What the task requires. Search each line below for "downloading", then return the lines where it appears.

======== Data listing

PR #891, opened 2024-04-16
chore(rust/test): generate `_test.schema.json` automatically

kainzc:
### Description

This pull request addresses the issue opened in #785, aiming to automate the generation of the `_test.schema.json` file in response to modifications to `BundlerOptions` or `TestConfig` in the Rolldown project.

### Implementation Details

- **Creation of `rolldown_testing_config` Crate**: As part of the solution, `TestConfig` was extracted into a new, separate crate named `rolldown_testing_config`. This structural change was essential for enabling direct access to `TestConfig` from the `build.rs` file within the `rolldown_testing` crate, without creating circular dependencies.
- **Integration into Build Process**: The schema generation logic, which utilizes the `schemars` library, has been integrated directly into the `build.rs` script of `rolldown_testing`. This script now automatically regenerates `_test.schema.json` whenever `TestConfig` or related dependencies are updated.

### What has been done

- Integrated the `rolldown_testing_config` crate to centralize configuration definitions.
- Automated the generation of `_test.schema.json` through adjustments in the build process.

### How to Test

1. Make changes to `BundlerOptions` or `TestConfig` within the `rolldown_testing_config` crate.
2. Build the project to trigger the automated schema generation.
3. Check the updated `_test.schema.json` to confirm that it reflects the changes.

PR #1004, opened 2024-04-29
chore: move testConfig to rolldown_common

chiehw:
### Description

refs: https://github.com/rolldown/rolldown/pull/891/files#r1567748277

I try to solve this problem, I am not sure if it is appropriate to move testConfig to rolldown_common, I run `just roll` locally, everything worked fine.


hyf0:
It's not appropriate. `rolldown_common` should not contains code only for testing.

chiehw:
ok

PR #1013, opened 2024-04-30
chore(ci): re-enable codspeed

adriencaccia:
### Description

Re-enable [CodSpeed](https://codspeed.io/), as it was disabled in https://github.com/rolldown/rolldown/pull/926.
The workflow is now fixed and works well.

### Small gotcha
In order for the benchmarks to run properly, the following env variable needs to be set when running the benchmarks:
https://github.com/adriencaccia/rolldown/blob/9b286443607aee45e4f52d0ef939d8d162adddf0/.github/workflows/benchmark-rust.yml#L69
Without it, https://github.com/rolldown/rolldown/blob/388db906355819d70d65c5b23b258414c4735955/crates/rolldown_testing/src/workspace.rs#L32-L33 will fail.
This line is now needed because `cargo-codspeed` now use the directory of the bench's package to run it ( https://github.com/CodSpeedHQ/codspeed-rust/blob/3e11dedb090c75be7d5cc42a3460edba439033f8/crates/cargo-codspeed/src/run.rs#L96)

### DIFF
--- a/.github/workflows/benchmark-rust.yml
+++ b/.github/workflows/benchmark-rust.yml
@@ -25,48 +25,50 @@ concurrency:
   cancel-in-progress: ${{ github.ref_name != 'main' }}
 
 jobs:
-  # https://github.com/CodSpeedHQ/codspeed-rust/issues/29
-  # codspeed-benchmark:
-  #   name: Codspeed Benchmark
-  #   if: false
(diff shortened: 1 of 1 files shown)


hyf0:
Thanks

hyf0 (approved):

PR #1023, opened 2024-05-05
fix: use `citty` to detect if an argument is unspecified

Cecil0o0:
### Description

FIXME: `citty` doesn't support detecting if an argument is unspecified

### DIFF
--- a/packages/rolldown/package.json
+++ b/packages/rolldown/package.json
@@ -98,7 +98,6 @@
     "emnapi": "^1.1.1",
     "execa": "^8.0.1",
     "glob": "^10.3.10",
-    "mri": "^1.2.0",
     "npm-run-all2": "^6.1.2",
     "rolldown": "workspace:*",
     "rollup": "^4.12.1",
--- a/packages/rolldown/src/cli/index.ts
+++ b/packages/rolldown/src/cli/index.ts
@@ -1,21 +1,10 @@
-import process from 'node:process'
-import parseArgs from 'mri'
 import { defineCommand, runMain, showUsage } from 'citty'
-import { ensureConfig, logger } from './utils.js'
 import { bundle } from './commands/bundle.js'
 import {
   version,
   description,
 } from '../../package.json' assert { type: 'json' }
 import { DEFAULT_CONFIG_FILENAME } from './constants.js'
-
-interface ParsedArgs {
-  config?: string | true
-  c?: string | true
-  // `citty` intercept the help option, so we don't need to deal with it
-  // help?: boolean
-  // h?: boolean
-}
 
 const main = defineCommand({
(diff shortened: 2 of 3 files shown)


hyf0:
I'm confused how this PR fix the problem that motioned in the title. From my understanding, in this PR, there's no way to distinguish if user input `rolldown -c ""`  or `rolldown -c`.

Cecil0o0:
@hyf0 Sorry I mis-understood this problem, for now, it still couldn't distinguish if user input `rolldown -c ""` or `rolldown -c`.

Let me try another solution

Cecil0o0:
I have found a way to solve this problem, if we remove the `type` property of  `config` ArgsDef, `citty` would parse it to oneOf `string`, `boolean` and `number`, if so, we could distinguish that.

when user input `rolldown -c`, this arg would be `true`, and `rolldown -c ""` could be number `0`. Back to this situation, handling type `string` or `boolean` is enough.

could it be ok? @hyf0

hyf0:
> I have found a way to solve this problem, if we remove the `type` property of `config` ArgsDef, `citty` would parse it to oneOf `string`, `boolean` and `number`, if so, we could distinguish that.
> 
> when user input `rolldown -c`, this arg would be `true`, and `rolldown -c ""` could be number `0`. Back to this situation, handling type `string` or `boolean` is enough.
> 
> could it be ok? @hyf0

I don't think it's better than the current solution. The best way to solve the problem is solving it in citty's repo. https://github.com/unjs/citty/issues/142

Cecil0o0:
> > I have found a way to solve this problem, if we remove the `type` property of `config` ArgsDef, `citty` would parse it to oneOf `string`, `boolean` and `number`, if so, we could distinguish that.
> > when user input `rolldown -c`, this arg would be `true`, and `rolldown -c ""` could be number `0`. Back to this situation, handling type `string` or `boolean` is enough.
> > could it be ok? @hyf0
> 
> I don't think it's better than the current solution. The best way to solve the problem is solving it in citty's repo. [unjs/citty#142](https://github.com/unjs/citty/issues/142)

first code block:
https://github.com/unjs/citty/blob/0ea32b6c033839957744938f51dcf5b867d425e9/src/args.ts#L10-L43

second code block:
https://github.com/rolldown/rolldown/blob/8645e7782bd179ca1a261f5109ed32d7605ab8bd/packages/rolldown/src/cli/index.ts#L41

After I looked carefully at the two code blocks above, compare their logic that they describe. I thought that your code which uses `parseArgs` exported by `mri` without second param, may be equal to *not* to set `type` for `config` argument.

And maybe, it could just meet `mri`'s design, please look at the option description below:

image


by the way, have a good night!

Issue #939, opened 2024-04-22
Validate `_config.json` using `_config.schema.json`


hyf0:
See https://rolldown.rs/contrib-guide/testing#how-test-cases-are-defined first.

So we have #785 now. Next we want is to validate the `_config.json` using `_config.schema.json` to avoid invalid input.

Validate the input, before parsing it. Panic if it's invalid.

https://github.com/rolldown/rolldown/blob/7b64957632f0942ff69dac7899f74f8d29141b6d/crates/rolldown_testing_config/src/lib.rs#L35-L38

katungi:
Hey @hyf0 , Can I give this a shot?

hyf0:
> shot?

Sure. Thanks.

hyf0:
@katungi Hi. Are you still working on this?

katungi:
Hey @hyf0 yes I am. Will be done by tomorrow.

chiehw:
> Validate the input, before parsing it. Panic if it's invalid.

Does this mean checking `_config.json` in build.rs? @hyf0

IWANABETHATGUY:
Closed in favor of #1042

PR #1042, opened 2024-05-06
chore(rust/test): validate `_config.json`

katungi:
### Description

This pull request fixes the issue #939, which will validate the `_config.json` using `_config.schema.json` to avoid invalid input.

### Implementation Details
- Pass an additional param to `from_config_path` function. The additional param is the path to the schema.
- Read the schema file and compile it using `jsonschema` then cache the file.
- Read and parse the `config.json` file.
- Validate the schema and only generate

### DIFF
--- a/.vscode/settings.json
+++ b/.vscode/settings.json
@@ -35,7 +35,7 @@
   "json.schemas": [
     {
       "fileMatch": ["_config.json"],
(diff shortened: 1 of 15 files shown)


hyf0 (approved):

hyf0:
Thanks

PR #1058, opened 2024-05-08
chore(renovate): group updates for patch and minor

hyf0:
### Description

- patch and minor updates now would be grouped together except the `rustc` bumping. `rustc` is still updated per PR not grouped.
- renovate doesn't support built-in autoApprove for github. So the related config is removed. We gonna use https://github.com/apps/renovate-approve instead.

We might need to only group patch updates, since minor updates may have a big chance to break CI.  However, let's see how it goes now.

### DIFF
--- a/.github/renovate.json
+++ b/.github/renovate.json
@@ -12,24 +12,34 @@
   ],
   "packageRules": [
     {
+      "automerge": true,
+      "matchUpdateTypes": ["patch", "minor", "lockFileMaintenance", "pin"]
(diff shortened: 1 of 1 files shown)


hyf0:
* **#1058** <a href="https://app.graphite.dev/github/pr/rolldown/rolldown/1058?utm_source=stack-comment-icon" target="_blank">Graphite</a> 👈
* `main`

<h2></h2>

PR #1081, opened 2024-05-10
chore(renovate): fix schedule

jackw:
### Description

Updates the renovate config to run after 12:00pm every weekday which I believe is correct syntax and inline with when the maintainers of this repo would like renovate to run.

### DIFF
--- a/.github/renovate.json
+++ b/.github/renovate.json
@@ -8,7 +8,7 @@
   "assignees": ["hyf0", "IWANABETHATGUY", "underfin"],
   "assigneesSampleSize": 1,
   "timezone": "Asia/Shanghai",
-  "schedule": ["after 12:00pm every weekday"],
+  "schedule": ["after 12:00pm and before 4:00am"],
   "ignorePaths": [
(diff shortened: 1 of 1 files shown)


hyf0:
Good suggestions.

What I intend to do is to update deps every day. And the updates should be grouped in a certain time of a day not a range, if some deps miss the time, it has to wait for the next day. Using range might cause multiple updates in multiple PRs, but we want to group them together.

Using weekday is nice, but I think again, it's fine that we update deps in non-weekday.

jackw:
@hyf0 thanks for the feedback and suggestions. Based on what you've described maybe the schedule would be better suited to:

```
"schedule": [
  "after 12:00pm and before 4:00am",
],
```
According to the [renovate docs](https://docs.renovatebot.com/known-limitations/#the-mend-renovate-app-and-scheduled-jobs) it's best to give at least 3 or 4 hrs for the bot to check the repo.

hyf0 (approved):
Thanks

PR #1082, opened 2024-05-10
feat: mutate `Output` and `OutputChunk`

underfin:
### Description

The pr intends to make the the item of `Output`  is mutable.

First, it should be mutable at rust side and js side, i changed  the `bundle` argument to `Vec<Output>` at `Plugin#generate_bundle/write_bundle`, before it using `&Vec<Output>`, it will let the hook can mutate `bundle`, so it need to return an new `bundle`, if you not changed it, just return the original value. It also remove `Arc` at `Output`, using `Arc` is difficult to mutate it.

For rust side data pass to js side, it need to serialize and deserialize, it has some overhead. Here is some way to do it at the binding side, here only discuss mutate the item of `Output`, not including delete item and add item.
A. serialize the `Output` to js side, and mutate it, then serialize it to rust side.  It has some unnecessary overhead if we only  mutate one field of dada.
B. serialize the `Output` to js side but hold on the `Output` mutable reference and export the setter function of fileds, if some fields mutate, it only need to serialize corresponding data to rust side.

The pr implement `B`, it is better than `A`. If you have some good ideas, please let me know.

I will support the delete the item of `Output` at next pr. It only need to export a `deleteItem` API and using `Proxy` to intercept it at js side. 

For add item to `Output`, because the data comes from js side, we need to serialize it to rust side and push to `Output`. But it hasn't the situation at now, it will be delay util somebody need the feature.


crates/rolldown_binding/src/options/plugin/parallel_js_plugin.rs
```diff
@@ -139,23 +139,25 @@ impl Plugin for ParallelJsPlugin {
...
     }
-    Ok(())
   }
 
   async fn write_bundle(
     &self,
     ctx: &rolldown_plugin::SharedPluginContext,
-    bundle: &Vec<rolldown_common::Output>,
-  ) -> rolldown_plugin::HookNoopReturn {
+    bundle: Vec<rolldown_common::Output>,
```
hyf0: Want's wrong with using `&mut Vec<rolldown_common::Output>`?

hyf0:
> For add item to Output, because the data comes from js side, we need to serialize it to rust side and push to Output. But it hasn't the situation at now, it will be delay util somebody need the feature.

Be hesitate to support such behavior. Users should use `this.emitFile` to add item in output. https://rollupjs.org/plugin-development/#generatebundle:~:text=Do%20not%20directly%20add%20assets%20to%20the%20bundle.%20This%20circumvents%20internal%20mechanisms%20that%20Rollup%20has%20for%20tracking%20assets

crates/rolldown_binding/src/options/plugin/parallel_js_plugin.rs
underfin: It should be correct. Let me update code.

hyf0 (approved):

PR #1083, opened 2024-05-10
feat: support delete OutputBundle item

underfin:


packages/rolldown/tests/fixtures/plugin/generate-bundle/_config.ts
```diff
@@ -31,13 +31,16 @@ export default defineTest({
           expect(isWrite).toBe(true)
           // Mutate chunk
           chunk.code = 'console.error()'
+          // Delete chunk
+          delete bundle['index.js']
```
hyf0, line 35: How rollup deletes assets? Are we introducing new API?

underfin: > How rollup deletes assets? Are we introducing new API?

Rollup just using `detele`, the new API is unnessary.

hyf0 (approved):

PR #1103, opened 2024-05-12
feat: derive side effects from package json

IWANABETHATGUY:
### Description
1.  derive side effects from package json
2. the overhead look unavoidable, I will try to optimize it when I have time.


crates/rolldown/src/module_loader/module_loader.rs
```diff
@@ -24,13 +27,19 @@ use crate::{SharedOptions, SharedResolver};
 
 pub struct IntermediateNormalModules {
   pub modules: IndexVec<NormalModuleId, Option<NormalModule>>,
+  pub module_side_effects: IndexVec<NormalModuleId, Option<Arc<PackageJson>>>,
```
hyf0: We probably don't need this to get package.json.

IWANABETHATGUY: OK, is there another place we already store the related `PackageJson`, I can't find the related logic in our codebase.

hyf0: The code is placed in resolver. Let me create a PR to show it. I'm almost done it.

hyf0: https://github.com/rolldown/rolldown/pull/1170

crates/rolldown/src/stages/link_stage/tree_shaking.rs
```diff
@@ -10,21 +10,25 @@ struct Context<'a> {
   symbols: &'a Symbols,
   is_included_vec: &'a mut IndexVec<NormalModuleId, IndexVec<StmtInfoId, bool>>,
   is_module_included_vec: &'a mut IndexVec<NormalModuleId, bool>,
+  has_export_used: &'a mut IndexVec<NormalModuleId, bool>,
```
hyf0: What does `has_export_used` field do?

hyf0 (dismissed):

hyf0 (approved):

PR #1596, opened 2024-07-12
perf(sourcemap): lookup original token in parallel

underfin:


IWANABETHATGUY (approved):

underfin:
The coldspeed test result is also bad, The benchmark comment show improved for it, it is same with my local.

PR #1601, opened 2024-07-13
ci: record compilation time

### LINKED ISSUE #1539: [Infra]: Tracking crate build time.

Avoid introducing `rolldown` crate build time regression unintentionally.

no

IWANABETHATGUY:
### Description
1. Closed https://github.com/rolldown/rolldown/issues/1539

### DIFF
--- a/.github/workflows/metric.yml
+++ b/.github/workflows/metric.yml
@@ -1,0 +1,72 @@
+name: Metric and Commit Results
+
+on:
+  workflow_dispatch:     # Allows manual triggering of the workflow
+  push:
+      branches:
+        - main
+      paths-ignore:
+        - '**/*.md'
+
+jobs:
+  compile-time:
+    name: Compile Time
+    runs-on: ubuntu-latest
+    # if: ${{ github.ref_name == 'main' }}
+    outputs:
+      time: ${{ steps.run.outputs.COMPILE_TIME }}
+    steps:
+      - uses: taiki-e/checkout-action@v1
+      - name: Checkout repo
+        uses: actions/checkout@v4
+      - uses: Boshen/setup-rust@main
+      - run: |
+          cargo fetch
+          cargo clean # build from scatch using local system cache to avoid download from crates.io
+      - id: run
+        run: |
+          /usr/bin/time -f "%e" -o output cargo build --release
+          cat output
+          COMPILE_TIME=$(cat output)
+          echo $COMPILE_TIME
+          echo "COMPILE_TIME=$COMPILE_TIME" >> $GITHUB_OUTPUT
+
+  metric:
+    name: Metric 
+    needs: [compile-time]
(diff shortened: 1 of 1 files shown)


.github/workflows/metric.yml
```diff
@@ -0,0 +1,71 @@
...
+  compile-time:
+    name: Compile Time
+    runs-on: ubuntu-latest
+    # if: ${{ github.ref_name == 'main' }}
+    outputs:
+      time: ${{ steps.run.outputs.COMPILE_TIME }}
+    steps:
+      - uses: taiki-e/checkout-action@v1
+      - name: Checkout repo
+        uses: actions/checkout@v4
```
Boshen, line 20: checkout twice?

.github/workflows/metric.yml
```diff
@@ -0,0 +1,71 @@
...
+      - uses: Boshen/setup-rust@main
```
Boshen, line 21: Need to setup warm cache here to avoid downloading crates.

.github/workflows/metric.yml
```diff
@@ -0,0 +1,71 @@
...
+
+      - name: Set up Node.js
+        uses: actions/setup-node@v4
+        with:
+          node-version: '20' # Specify the Node.js version you need
+          cache: 'pnpm'
+
+      - name: Install dependencies and push metric
+        run: |
+          pnpm install -r
```
Boshen, line 58: It seems like the scripts don't need any dependencies installed? Otherwise you're downloading all the bundlers, which is useless.

.github/workflows/metric.yml
IWANABETHATGUY: https://github.com/oxc-project/monitor-oxc/blob/a0f34edc0c745d0a68ee4991e15046d398468548/.github/workflows/ci.yml#L102-L104, just copy your code, :smile: , I will fixed that

.github/workflows/metric.yml
IWANABETHATGUY: https://github.com/rolldown/rolldown/pull/1601/files#diff-34dda2f0b86ed8628bd9b41950351992acbe115340027caa42b64233895e17dcR24, did here.

.github/workflows/metric.yml
IWANABETHATGUY: need install devDependency to execute node script, `node ./scripts/compile-time.mjs`

.github/workflows/metric.yml
Boshen: go check the logs if you aren't sure about the setup.

IWANABETHATGUY: https://github.com/rolldown/testcase/actions/runs/9919913382/job/27406237816, I test in `testcase` repo before.

hyf0 (approved):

================

Response to the exercise.
Boshen, line 21: Need to setup warm cache here to avoid downloading crates.
Boshen, line 58: It seems like the scripts don't need any dependencies installed? Otherwise you're downloading all the bundlers, which is useless.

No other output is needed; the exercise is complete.